- **Stored data**:
Issue #1705, opened 2019-05-30
Validate Calibre-Web 0.6.3


holta:
Details at #1624

holta:
Implemented by PR #1709 which seems ok after (very quick) testing on Ubuntu 18.04 & Raspbian.

Issue #1624, opened 2019-04-29
Calibre-Web install fails during pip on Raspbian [& Calibre-Web versioning questions]


holta:
@tim-moody, @jvonau & @OzzieIsaacs do you understand why Calibre-Web is suddenly no longer installing on Raspbian?

Specifically, Internet-in-a-Box's standard Calibre-Web installer playbook appears to now fail every time at https://github.com/iiab/iiab/blob/master/roles/calibre-web/tasks/main.yml#L49-L54 with the following error:

> TASK [calibre-web : Download Calibre-Web dependencies (using pip) into virtual environment] ***
[...]

PR #1709, opened 2019-05-31
IIAB should use Calibre-Web 0.6.3 instead of master branch

holta:
Per #1624 #1705


holta:
Tested on Ubuntu 18.04

Testing on Raspbian next...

- **Problem description**: Set the entries above down once more, exactly as they stand.

- **Solution to this task**:
Issue #1705, opened 2019-05-30
Validate Calibre-Web 0.6.3


holta:
Details at #1624

holta:
Implemented by PR #1709 which seems ok after (very quick) testing on Ubuntu 18.04 & Raspbian.

Issue #1624, opened 2019-04-29
Calibre-Web install fails during pip on Raspbian [& Calibre-Web versioning questions]


holta:
@tim-moody, @jvonau & @OzzieIsaacs do you understand why Calibre-Web is suddenly no longer installing on Raspbian?

Specifically, Internet-in-a-Box's standard Calibre-Web installer playbook appears to now fail every time at https://github.com/iiab/iiab/blob/master/roles/calibre-web/tasks/main.yml#L49-L54 with the following error:

> TASK [calibre-web : Download Calibre-Web dependencies (using pip) into virtual environment] ***
[...]

PR #1709, opened 2019-05-31
IIAB should use Calibre-Web 0.6.3 instead of master branch

holta:
Per #1624 #1705


holta:
Tested on Ubuntu 18.04

Testing on Raspbian next...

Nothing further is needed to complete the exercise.